* _AIM OF THE TASK_
Every entry, from first to last, is to be written out exactly.

* _PROVIDED ENTRIES_
PR #1982, opened 2024-04-12
implemented inheritance and main loop

BelitskyiAlexandr:


src/main/java/core/basesyntax/Machine.java
```diff
@@ -0,0 +1,8 @@
+package core.basesyntax;
+
+public abstract class Machine {
+    public abstract void doWork();
+
+    public abstract void stopWork();
+
```
MAMentorFX, line 7:
```suggestion
```

src/main/java/core/basesyntax/MainApp.java
```diff
@@ -1,5 +1,16 @@
...
+    public static void main(String[] args) {
+        Machine[] machines = new Machine[] {
+                new Bulldozer(),
+                new Excavator(),
+                new Truck()
+        };
 
+        for (int i = 0; i < machines.length; i++) {
+            machines[i].doWork();
+            machines[i].stopWork();
```
MAMentorFX, line 13:
```suggestion
        for (int i = 0; i < machines.length; i++) {
            Machine machine = machines[i];
            machine .doWork();
            machine .stopWork();
```

MAMentorFX (approved):

src/main/java/core/basesyntax/MainApp.java
BelitskyiAlexandr: why do this?
We create a new machine every time - it takes up more memory, doesn't it?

* _FINISHED TASK_
PR #1982, opened 2024-04-12
implemented inheritance and main loop

BelitskyiAlexandr:


src/main/java/core/basesyntax/Machine.java
```diff
@@ -0,0 +1,8 @@
+package core.basesyntax;
+
+public abstract class Machine {
+    public abstract void doWork();
+
+    public abstract void stopWork();
+
```
MAMentorFX, line 7:
```suggestion
```

src/main/java/core/basesyntax/MainApp.java
```diff
@@ -1,5 +1,16 @@
...
+    public static void main(String[] args) {
+        Machine[] machines = new Machine[] {
+                new Bulldozer(),
+                new Excavator(),
+                new Truck()
+        };
 
+        for (int i = 0; i < machines.length; i++) {
+            machines[i].doWork();
+            machines[i].stopWork();
```
MAMentorFX, line 13:
```suggestion
        for (int i = 0; i < machines.length; i++) {
            Machine machine = machines[i];
            machine .doWork();
            machine .stopWork();
```

MAMentorFX (approved):

src/main/java/core/basesyntax/MainApp.java
BelitskyiAlexandr: why do this?
We create a new machine every time - it takes up more memory, doesn't it?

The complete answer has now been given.